PR #507, opened 2024-02-06
Click on empty taskbar space v1.3

m1lhaus:
**Changelog:**

Features:
- added option to control "Combine Taskbar buttons" feature on secondary taskbars
- added feature to send custom key press
- added feature to run arbitrary command/process

**Dev:**
- implemented file logger in order to capture log after fresh Windows start (and debug hook) or to capture crashes
- implemented trace logger to log method entry/exit to debug execution order  
- implemented logging levels to make stuff really verbose if needed

### DIFF
--- a/mods/taskbar-empty-space-clicks.wh.cpp
+++ b/mods/taskbar-empty-space-clicks.wh.cpp
@@ -1617,44 +1617,47 @@ void OpenTaskManager(HWND taskbarhWnd)
     SendMessage(taskbarhWnd, WM_COMMAND, MAKELONG(420, 0), 0);
 }
 
-BOOL ToggleVolMuted()
+/**
+ * Toggles the volume mute state via Windows Core Audio API through COM interface.
+ */
+void ToggleVolMuted()
 {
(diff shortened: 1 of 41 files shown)


mods/taskbar-empty-space-clicks.wh.cpp
```diff
@@ -1697,40 +2083,69 @@ BOOL Wh_ModInit()
...
+    bool desktopWindowFound = false;
+    for (int i = 0; i < 10; i++)
     {
-        Wh_Log(L"Failed to find Desktop window. Hide icons feature will not be available!");
+        if (FindDesktopWindow())
+        {
+            desktopWindowFound = true;
+            break;
+        }
+        std::this_thread::sleep_for(std::chrono::milliseconds(50));
```
m417z: `Wh_ModInit` blocks the process execution if the mod is loaded before the process (explorer.exe) started executing. In this case, the desktop window will never be found, and this will just delay the initialization. IMO it's best to find it lazily when the relevant action is performed.

PR #508, opened 2024-02-07
Create classic-theme-explorer.wh.cpp

Anixx:
I took source code from here: https://gitdab.com/Cynosphere/WindhawkMods/src/branch/main The license is specified as MIT, so I think, we have a right to include it (anyway, it is based on EP code). Besides this, I fixed this bug that comes from Explorer Patcher and which EP team refused to fix: https://github.com/valinet/ExplorerPatcher/issues/2316


m417z:
As the failed check indicates, you can't submit a mod that specifies another author. You can mention the original author in the comments or the mod description, but a mod you submit is a mod you take ownership of and only you can update, so it must specify you as the author.

PR #515, opened 2024-02-08
Create w11-dwm-fix.wh.cpp

teknixstuff:


mods/w11-dwm-fix.wh.cpp
```diff
@@ -0,0 +1,106 @@
+// ==WindhawkMod==
+// @id              w11-dwm-fix
+// @name            Bring Back the Borders!
+// @description     Restores borders and corners
+// @version         1.0.0
+// @author          teknixstuff
+// @github          https://github.com/teknixstuff
+// @twitter         https://twitter.com/teknixstuff
```
m417z, line 8: To verify your Twitter account, please send me (https://twitter.com/m417z) a direct message with the following content:

> I attest that I'm the sole owner of both this Twitter account (https://twitter.com/teknixstuff) and the following GitHub account: https://github.com/teknixstuff

It's not that something looks suspicious, it's just that I commit to Windhawk users that all profiles are verified.

teknixstuff: Done. Also note that this mod is only confirmed to work on 23H2. On 22H2 it may be broken.

m417z: That's something that would be great to have in the readme.

m417z: Also, while at it, how about adding screenshots demonstrating what the mod does?

teknixstuff:
I've got a v1.1.0 that now is confirmed to work on 22H2 as well, and also plays nicer with DWMBlurGlass.

PR #533, opened 2024-02-19
Add Classic Explorer Treeview

CyprinusCarpio:
This mod changes the appearance of the default explorer treeview (also known as navigation pane and/or folder pane), to make it look more like the one used before Vista.

It hooks 3 member functions of CNscTree in explorerframe.dll:

1. CNscTree::_CreateTreeview
2. CNscTree::ApplyTopMargin
3. CNscTree::SetStateImageList

Mod has been tested by a few people for over a week and it seems that it's stable and ready to be pushed to this repository.

### DIFF
--- a/mods/classic-explorer-treeview.wh.cpp
+++ b/mods/classic-explorer-treeview.wh.cpp
@@ -1,0 +1,1040 @@
+// ==WindhawkMod==
+// @id              classic-explorer-treeview
+// @name            Classic Explorer Treeview
+// @description     Modifies Folder Treeview in file explorer so as to make it look more classic.
+// @version         1.0
+// @author          Waldemar
+// @github          https://github.com/CyprinusCarpio
+// @include         explorer.exe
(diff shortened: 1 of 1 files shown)


mods/classic-explorer-treeview.wh.cpp
```diff
@@ -0,0 +1,1040 @@
...
+        SetCursor(LoadCursor(NULL, IDC_ARROW));
+        return TRUE;
+    }
+
+    return DefSubclassProc(hWnd, uMsg, wParam, lParam);
+}
+
+typedef HWND (*NSCCreateTreeview_t)(void*, HWND);
+NSCCreateTreeview_t NSCCreateTreeviewOriginal;
+HWND NSCCreateTreeviewHook(void* pThis, HWND hWnd)
```
m417z: Calling conventions are missing, which is likely to cause a crash for 32-bit targets. Please add calling conventions or, if the mod doesn't support 32-bit, limit it to 64-bit, which will also make compilation faster. See also:

PR #536, opened 2024-02-22
Classic Explorer Treeview: Update 1.0.1

CyprinusCarpio:
Minor update.
Among other changes, the Treeview control is no longer subclassed using `SetWindowSubclassFromAnyThread`, instead a member function of the `CNscTree` is hooked. Correct symbols are provided for both 32 and 64 bit versions, but the hook function signature remains the same on both. I'm not sure if that's correct, I copied the signature from another mod.


m417z:
Next time, please include the changelog changes in the commit message.

PR #541, opened 2024-02-26
Patch 17

Anixx:
Adds WS_EX_CLIENTEDGE (3D border) to some apps to look better in Classic theme. Includes SysListView32 control in 
File Explorer, legacy (XP-like) file picker, Classic Notepad and Wolfram Mathematica.

### DIFF
--- a/mods/clientedge-in-apps.wh.cpp
+++ b/mods/clientedge-in-apps.wh.cpp
@@ -1,0 +1,69 @@
+// ==WindhawkMod==
+// @id              clientedge-in-apps
+// @name            Clientedge (3D border) in choosen apps
+// @description     Adds WS_EX_CLIENTEDGE style to some apps to look better in Classic theme.
+// @version         1.0.0
+// @author          anixx
+// @github          https://github.com/Anixx
+// @include         *
+// ==/WindhawkMod==
+
+// ==WindhawkModReadme==
+/*
+Adds WS_EX_CLIENTEDGE (3D border) to some apps to look better in Classic theme. Includes SysListView32 control in 
+File Explorer, legacy (XP-like) file picker, Classic Notepad and Wolfram Mathematica.
+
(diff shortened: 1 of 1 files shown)


mods/clientedge-in-apps.wh.cpp
```diff
@@ -0,0 +1,72 @@
...
+CreateWindowExW_t CreateWindowExW_Orig;
+HWND WINAPI CreateWindowExW_Hook(DWORD dwExStyle,LPCWSTR lpClassName,LPCWSTR lpWindowName,
+DWORD dwStyle,int X,int Y,int nWidth,int nHeight,HWND hWndParent,HMENU hMenu,HINSTANCE hInstance,LPVOID lpParam) {
+
+    WCHAR wszClassName[256];
+    ZeroMemory(wszClassName, 256);
+
+    // Explorer and XP-like File Picker
+
+    if ((*((WORD*)&(lpClassName)+1)) && !wcscmp(lpClassName, L"SysListView32")) {
```
m417z: `(*((WORD*)&(lpClassName)+1))` is not a good check, it checks 2 bytes out of 8 in 64-bit, there can be a pointer that looks like `0xaaaabbbb0000cccc` which you'll ignore.

Anixx: What should I use instead?

m417z: Here's an example:
https://github.com/ramensoftware/windhawk-mods/blob/1cd6db586b784a7f60cd854d8c18e726b6e42626/mods/taskbar-thumbnail-reorder.wh.cpp#L586-L589

Anixx: Some hint, at which line?

Anixx:
Cjanged this.

PR #549, opened 2024-03-04
Create classic-file-picker-dialog.wh.cpp

Anixx:
Classic file picker

### DIFF
--- a/mods/classic-file-picker-dialog.wh.cpp
+++ b/mods/classic-file-picker-dialog.wh.cpp
@@ -1,0 +1,67 @@
+// ==WindhawkMod==
+// @id              classic-file-picker-dialog
+// @name            Classic File Picker dialog
+// @description     Redirect the Windows Vista+ file picker to the Windows XP one
+// @version         1.0
+// @author 	        Anixx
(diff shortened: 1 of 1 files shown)


mods/classic-file-picker-dialog.wh.cpp
```diff
@@ -0,0 +1,67 @@
...
+    param_1 = (param_1 > 1) ? param_1 -= 2 : param_1;
+    return CFileOpenSave__s_CreateInstance_orig(param_1, param_2, param_3);
+}
+
+BOOL Wh_ModInit() {
+    HMODULE module = LoadLibrary(L"comdlg32.dll");
+
+    WindhawkUtils::SYMBOL_HOOK symbolHook[] = {
+        {
+            {L"int" SCALCON L"IsCommonItemDialogAvailable(void)"},
```
m417z, line 53: Are you sure it should be `__thiscall` for 32-bit? I checked the copies of `comdlg32.dll`, and the relevant symbol is:
```
int __stdcall IsCommonItemDialogAvailable(void)
```

Same for the second symbol below.

Anixx:
Fixed this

**What to produce**
From the listing above, repeat exactly the lines starting at the line that includes "m417z: Calling conventions" and ending at the line that includes "Minor update.", with nothing outside that span.

**Written answer**
m417z: Calling conventions are missing, which is likely to cause a crash for 32-bit targets. Please add calling conventions or, if the mod doesn't support 32-bit, limit it to 64-bit, which will also make compilation faster. See also:

PR #536, opened 2024-02-22
Classic Explorer Treeview: Update 1.0.1

CyprinusCarpio:
Minor update.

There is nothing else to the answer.